*Entries supplied*:

============

PR #1579, opened 2018-05-11
Save scale legend state

mathturtle:
This required a bit more refactoring that I think we want in a bugfix release...

I had to change the scale legend from being one global object that operated on the first view ever created to having one instance per view.  Then I could save it along with the rest of the view settings.


tomviz/modules/ModuleManager.cxx
```diff
@@ -724,6 +736,21 @@ bool ModuleManager::deserialize(const QJsonObject& doc, const QDir& stateDir)
...
+    if (view.contains("scaleLegend")) {
+      auto scaleLegend = ScaleLegend::getScaleLegend(viewProxy);
+      if (scaleLegend) {
+        auto legendType = view["scaleLegend"].toString();
+        if (legendType == "none") {
+          scaleLegend->setVisibility(false);
+        } else if (legendType == "cube") {
+          scaleLegend->setVisibility(true);
+          scaleLegend->setStyle(ScaleLegendStyle::Cube);
+        } else if (legendType == "ruler") {
```
cryos: This shouldn't happen, but we should probably favor a default, and perhaps issue a warning. This is not enough to correctly update the view menu with the state.

mathturtle:
> I mean that upon loading the state, either from a newly opened Tomviz, or one that had data and reset/loaded state, that the view menu is showing the default (neither scale type ticked, hide option disabled).

Ah, ok.  This should be fixed in the new version (it was missing an update call to make the view menu reset itself after the additional properties are loaded).

cryos:
Once we start reviewing code it is a lot easier to see how you fixed something by adding new commits, rather than rewriting. It shows up easily in the GitHub UI, and I can just look at the last commit, this would be good to bear in mind in future. Taking a look now.

tomviz/modules/ModuleManager.cxx
```diff
@@ -782,7 +794,29 @@ bool ModuleManager::deserialize(const QJsonObject& doc, const QDir& stateDir)
...
+          scaleLegend->setStyle(ScaleLegendStyle::Ruler);
+        } else { // corrupted file?
+          qWarning() << "Unknown scale legend type" << legendType
+                     << "encountered in state file.  Defaulting to \"none\".";
+          scaleLegend->setVisibility(false);
+        }
+      }
+    }
   }
+  // force the view menu to update its state based on the settings we have
```
cryos: Minor, prefer sentence with capital first letter, period at end of sentence. This could be shorter, just `// Ensure the view menu reflects restored state.` perhaps

PR #1583, opened 2018-05-16
Histogram fixes

cryos:


cryos:
We require C++11, and so if calling isfinite should go straight for the STL version, the call only makes sense for double/float too, integers are inherently finite, so some specialization would help even if we keep finite checks for float/double. Need to fix my formatting too.

Issue #1511, opened 2018-04-19
Passive acquisition usability


ercius:
Can this be used now for testing? I get a dialog box asking for where the server is located:
![image](https://user-images.githubusercontent.com/15657108/39018388-bc4e4f48-43da-11e8-9941-8d98bf0ec2d4.png)

File name regex is very complex for a non-expert. Can you add an example filename which would be properly formatted? Or a button to "test" read a directory to see if the regex matching works properly?

![image](https://user-images.githubusercontent.com/15657108/39018228-4d26ad54-43da-11e8-86df-191abd446d94.png)

cryos:
This is getting more usable, @cjh1 developed a lot of this, I think that a tutorial document would help, trying to remember if we have an up to date one. Hopefully Chris will chime in.

cjh1:
I think have a test button is a good idea. I think in the future we will move the regex's into an advanced view and just provide a few "canned" formats that will match common file naming conventions. Regex's give us the maximum flexibility but I agree they are a little intimidating to the end user so we should provide them with a little more help.

alesgenova:
@ercius 
I have almost finished redesigning the passive acquisition dialog, you can find some screenshots of the current status at #1585 
Let me know if you have further suggestions on the interface

PS:
The old dialog will still be available when clicking the "advanced" option in the dropdown (not implemented yet)

ercius:
The new dialog looks excellent. Thanks for the work on this and for the feedback. Ill have to test it out to make more suggestions. I think this goes a long way to making this useful for non-expert users. Ill close this now and open a new issue for other suggestions.

PR #1585, opened 2018-05-19
Redesign the passive acquisition dialog

alesgenova:
Related to #1511 

### New Dialog
screenshot from 2018-05-24 13-38-31

### Custom Filename Format
screenshot from 2018-05-24 13-42-11

### Advanced Filename Format
screenshot from 2018-05-24 13-41-09

### Wrong Filename Format
screenshot from 2018-05-24 13-40-22

### DIFF
--- a/tomviz/acquisition/BasicFormatWidget.h
+++ b/tomviz/acquisition/BasicFormatWidget.h
@@ -33,49 +33,50 @@ class BasicFormatWidget;
 
 namespace tomviz {
 
-enum class TestRegexFormat {
+enum class TestRegexFormat
+{
   npDm3,
   pmDm3,
   npTiff,
   pmTiff,
-  Custom,
-  Advanced
+  Custom
 };
 
-class BasicFormatWidget : public QWidget {
+class BasicFormatWidget : public QWidget
+{
   Q_OBJECT
 
-  public:
-    BasicFormatWidget(QWidget *parent = nullptr);
-    ~BasicFormatWidget() override;
-    
-    QString getRegex() const;
-    QString getPythonRegex() const;
-    MatchInfo matchFileName(QString) const;
-    QJsonArray getRegexGroups() const;
-    QJsonObject getRegexSubsitutions() const;    
+public:
+  BasicFormatWidget(QWidget* parent = nullptr);
+  ~BasicFormatWidget() override;
 
-  public slots:
+  QString getRegex() const;
+  QString getPythonRegex() const;
+  MatchInfo matchFileName(QString) const;
+  QJsonArray getRegexGroups() const;
+  QJsonObject getRegexSubsitutions() const;
 
-  private slots:
-    void formatChanged(int);
+public slots:
 
+private slots:
+  void onComboChanged(int);
 
-  signals:
-    void fileFormatChanged(TestRegexFormat);
-    void regexChanged(QString);
+signals:
+  void fileFormatChanged(TestRegexFormat);
+  void regexChanged(QString);
 
-  private:
+private:
   QScopedPointer<Ui::BasicFormatWidget> m_ui;
 
-  QRegExp m_fileNameRegex;
+  QString m_fileNameRegex;
   QString m_negChar;
   QString m_posChar;
   QString m_pythonFileNameRegex;
   QString m_testFileName;
 
   void setupFileFormatCombo();
-  
+  void setupRegexDisplayLine();
+
   QList<TestRegexFormat> makeDefaultFormatOrder() const;
   QMap<TestRegexFormat, QString> makeDefaultFileNames() const;
   QMap<TestRegexFormat, QString> makeDefaultLabels() const;
@@ -90,9 +91,6 @@ class BasicFormatWidget : public QWidget {
   void customFileRegex();
   void validateFileNameRegex();
 };
-
 }
-
-
 
 #endif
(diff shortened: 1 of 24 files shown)


tomviz/acquisition/MatchInfo.h
```diff
@@ -0,0 +1,21 @@
...
+namespace tomviz {
+
+struct CapGroup {
+  CapGroup(QString name_, QString text) : name(name_), capturedText(text) {}
+  QString name;
+  QString capturedText;
+};
+
+struct MatchInfo {
+  bool matched;
```
cjh1: Why do we need this? If groups contains items then we know the regex matched?

tomviz/acquisition/BasicFormatWidget.h
```diff
@@ -0,0 +1,96 @@
...
+  BasicFormatWidget(QWidget* parent = nullptr);
+  ~BasicFormatWidget() override;
+
+  QString getRegex() const;
+  QString getPythonRegex() const;
+  MatchInfo matchFileName(QString) const;
+  QJsonArray getRegexGroups() const;
+  QJsonObject getRegexSubsitutions() const;
+
+public slots:
```
cryos: Don't need empty public slots, just remove this and the empty lines

tomviz/acquisition/CustomFormatWidget.cxx
```diff
@@ -0,0 +1,94 @@
+#include "CustomFormatWidget.h"
```
cryos: Missing copyright header

tomviz/acquisition/CustomFormatWidget.h
```diff
@@ -0,0 +1,45 @@
...
+
+class CustomFormatWidget : public QWidget
+{
+  Q_OBJECT
+
+public:
+  CustomFormatWidget(QWidget* parent = nullptr);
+  ~CustomFormatWidget() override;
+  QStringList getFields() const;
+  void setFields(QString, QString, QString, QString, QString);
```
cryos: Why isn't this a QStringList?

tomviz/acquisition/CustomFormatWidget.h
```diff
@@ -0,0 +1,45 @@
+#ifndef tomvizCustomFormatWidget_h
```
cryos: Missing copyright header

tomviz/acquisition/MatchInfo.h
```diff
@@ -0,0 +1,22 @@
+#ifndef tomvizMatchInfo_h
```
cryos: Missing copyright header

tomviz/acquisition/MatchInfo.h
```diff
@@ -0,0 +1,22 @@
...
+#define tomvizMatchInfo_h
+
+#include <QList>
+
+namespace tomviz {
+
+struct CapGroup
+{
+  CapGroup(QString name_, QString text) : name(name_), capturedText(text) {}
```
cryos: Why not const ref for name/text?

tomviz/acquisition/PassiveAcquisitionWidget.h
```diff
@@ -16,11 +16,15 @@
 #ifndef tomvizPassiveAcquisitionWidget_h
 #define tomvizPassiveAcquisitionWidget_h
 
+#include <QDialog>
+
+#include "MatchInfo.h"
+
 #include <QLabel>
+#include <QMap>
```
cryos: Not sure why this was added, don'

cryos:
I would still like to see a sample file for the default file name format, instead it asks me to paste a sample. I tried my_p4.dm3 and it didn't do anything, I am not sure how it is supposed to run in the passive data acquisition dialog.

tomviz/acquisition/PassiveAcquisitionWidget.cxx
```diff
@@ -444,38 +435,89 @@ void PassiveAcquisitionWidget::checkEnableWatchButton()
...
+  validateTestFileName();
 }
 
-void PassiveAcquisitionWidget::stopWatching()
+void PassiveAcquisitionWidget::onRegexChanged(QString regex)
 {
-  m_watchTimer->stop();
-  m_ui->stopWatchingButton->setEnabled(false);
-  m_ui->watchButton->setEnabled(true);
+  qDebug() << regex;
```
cryos: This looks like leftover debug

cryos:
Looks better with the latest commit, but still surprising that when I open the dialog it is populated, the text entry is green, but when I make changes it turns an orange color and doesn't show me the result in the table below. Only custom seems to be evaluating the string as I change it.

alesgenova:
The orange color indicates that the filename doesn't match the current regex, and as a consequence the table has no captured text to show. Each time the filename changes, the match is reevaluated and UI components should be updated as needed.
I think that the example you provided ("my_p4.dm3") doesn't match the default options because it expects something like "my_p4degree.dm3". Let me know if that's not the case, and I can dig deeper

cryos:
I see now, I don't see a good reason to add the required suffix degree to dm3 and not tiff. Better that neither need the suffix degree, but that now makes more sense. I think our default should just be <prefix>[n|p]<angle><suffix>.*. We have a bit of space on this, and I think I would rather have a file name format, or an extension combo box. Switching to custom could just grey out the suffix.

We could then just offer a couple of format, and the extensions which are much easier to see when specified separately. We could also just hide the tif[f] by offering TIFF, DM3, etc as valid extensions we support.

PR #376, opened 2024-10-22
Fix Grouped Testing syntax

bungoume:
(before|after)_xxx with sub will result in an error. It would be correct not to include it?

```
Failed to run test: Parse Error: Unexpected token "before_recv", expects IDENT
```


ysugimoto (approved):
Ah yes that's correct, thanks.

PR #379, opened 2024-10-26
Add support for long strings with heredoc delimiters

gabrielg:
Fastly VCL allows [two kinds of "long strings"](https://www.fastly.com/documentation/reference/vcl/types/string/), one kind is simply enclosed within braces, e.g.

```
{"some string content"}
```

However, to account for situations where it may be desirable to embed `"}` within a string (usually, creating JSON), they also support heredoc-style delimiters, e.g.

```
{JSON"{"some_key": "some_value"}"JSON}
```

This modifies the lexer to tokenise these long strings as three different tokens, introducing `token.OPEN_LONG_STRING` and `token.CLOSE_LONG_STRING`. The parser handles these new tokens and the `ast.String` structure now captures the delimiter used so it's appropriately handled when emitting VCL in the formatter.

Previously, handling VCL using this long string syntax failed with an error message along the lines of:

```
Failed to run test: Parse Error: Undefined prefix expression for { at /tmp/example.vcl, line: 198, position: 15
```

It is now appropriately processed.

Thank you for your hard work on Falco, it is much appreciated!

### DIFF
--- a/ast/vcl_types.go
+++ b/ast/vcl_types.go
@@ -71,9 +71,9 @@ func (s *String) ID() uint64     { return s.Meta.ID }
 func (s *String) Expression()    {}
 func (s *String) GetMeta() *Meta { return s.Meta }
 func (s *String) String() string {
-	if s.Token.Offset == 4 { // offset=4 means bracket string
+	if s.LongString { // offset=4 means bracket string
 		return strings.TrimSpace(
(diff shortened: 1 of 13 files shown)


jcsaka (approved):

ysugimoto (approved):
@gabrielg Sorry for the late review, and I didn't know this spec.
I'll merge your changes because overall looks good and tidy up if I'm find something, thanks!

PR #380, opened 2024-10-29
Change `fastly.error` from `FLOAT` to `STRING`

gabrielg:
The Fastly docs indicate that [`fastly.error` is a `STRING`](https://www.fastly.com/documentation/reference/vcl/variables/miscellaneous/fastly-error/), but it's currently defined as a `FLOAT`. This changes the definition in `predefined.yml` to a string and regenerates the Go code.

Thank you!


ysugimoto (approved):
Oh I'm so rediculous... nice catch!

PR #384, opened 2024-11-15
Allows subroutine calls in return statments

gabrielg:
Not sure why this check was added, but Fastly, as of writing, _does_ allow subroutine calls in returns. For example, see these subroutines defined in `init`:

	sub return_test_str STRING {
		return std.toupper("test");
	}

	sub return_test_bool BOOL {
		return randombool(1, 2);
	}

These can be called from `vcl_recv` successfully like so:

	declare local var.strret STRING;
	declare local var.boolret BOOL;

	set var.strret = return_test_str();
	set var.boolret = return_test_bool();

	log "testing returns: " var.strret ", " var.boolret;

Here's an example Fiddle: https://fiddle.fastly.dev/fiddle/b872e5de

----

Has Fastly's behaviour perhaps changed recently and Falco is reflecting a previous behaviour?

### DIFF
--- a/interpreter/subroutine.go
+++ b/interpreter/subroutine.go
@@ -204,12 +204,6 @@ func (i *Interpreter) ProcessExpressionReturnStatement(stmt *ast.ReturnStatement
 	if err != nil {
 		return value.Null, NONE, errors.WithStack(err)
 	}
-	if !val.IsLiteral() {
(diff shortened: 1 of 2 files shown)


ysugimoto (approved):
I was not aware of this feature but Fastly Fiddle runs fine without error.
Fastly seems to improve this behavior as you pointed.

PR #385, opened 2024-11-22
Fix header subfield handling

gabrielg:
Multiple set calls for the same header subfield in a row, e.g.

	set req.http.Foo:bar = "baz";
	set req.http.Foo:bar = "snafu";

were resulting in multiple values for `bar` being present, e.g.

	"bar=baz, bar=snafu"

rather than the expected

	"bar=snafu"

You can confirm that this is Fastly's behaviour via this Fiddle:

https://fiddle.fastly.dev/fiddle/7af1b6c9


ysugimoto (approved):
Nice catch!

PR #389, opened 2024-12-10
update falco simulate command in README

TakeshiOnishi:
### Summary

This PR updates the falco command example in the README. The old command:
`falco local -debug /path/to/your/default.vcl`
is replaced with:
`falco simulate -debug /path/to/your/default.vcl`.

### Changes

- Updated the README file to replace `local` with `simulate` in the falco command example.

### Reason

The `simulate` command is now the correct and recommended subcommand for this context.  The `local` command may no longer be applicable or up-to-date.


ysugimoto (approved):
Thanks, you're right!!

PR #390, opened 2024-12-10
Add TIME type support for conditional operators to interpreter

Co9xs:
Supports TIME type in various Conditional operators.

Fastly VCL supports TIME type in Equal(=), Not equal(!=), Greater than(>), Less than(<), At least(>=), and At most(<=).

https://www.fastly.com/documentation/reference/vcl/operators/#conditional-operators


ysugimoto (approved):
Great Job!
Once I implementated this, it's not be able to compare `TIME` type... but it can do now, thanks!

PR #392, opened 2024-12-18
fix: support --version option

ronnnnn:
## Overview

1. Although the output of printHelp included a description of the --version flag[^1], it was not supported, so I added it.
2. Since the results of the -V and -h flags generally terminate with exit 0, I modified the exit status accordingly.

[^1]: https://github.com/ysugimoto/falco/blob/8ec8d6b9d3f0f4d68575da2d34ff2dc69c3583b8/cmd/falco/help.go#L65

### DIFF
--- a/cmd/falco/main.go
+++ b/cmd/falco/main.go
@@ -79,10 +79,10 @@ func main() {
 	}
 	if c.Help {
 		printHelp(c.Commands.At(0))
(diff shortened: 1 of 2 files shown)


ysugimoto (approved):
Thanks!
Yes the version and help command generally exit with `0`, you're right.

PR #439, opened 2025-05-01
feat(ast): support inline declarations in declare statements

acme:
Fastly now supports declarations with inline assignments: https://fiddle.fastly.dev/fiddle/0583d2c4

- Add optional value assignment to DeclareStatement
- Update parser to handle expressions after the type declaration
- Implement encoding/decoding support for the new value field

============

*Work instructions*: Using the data above, report the number of lines that contain the string "exit", and only that number.

*Task output*: 2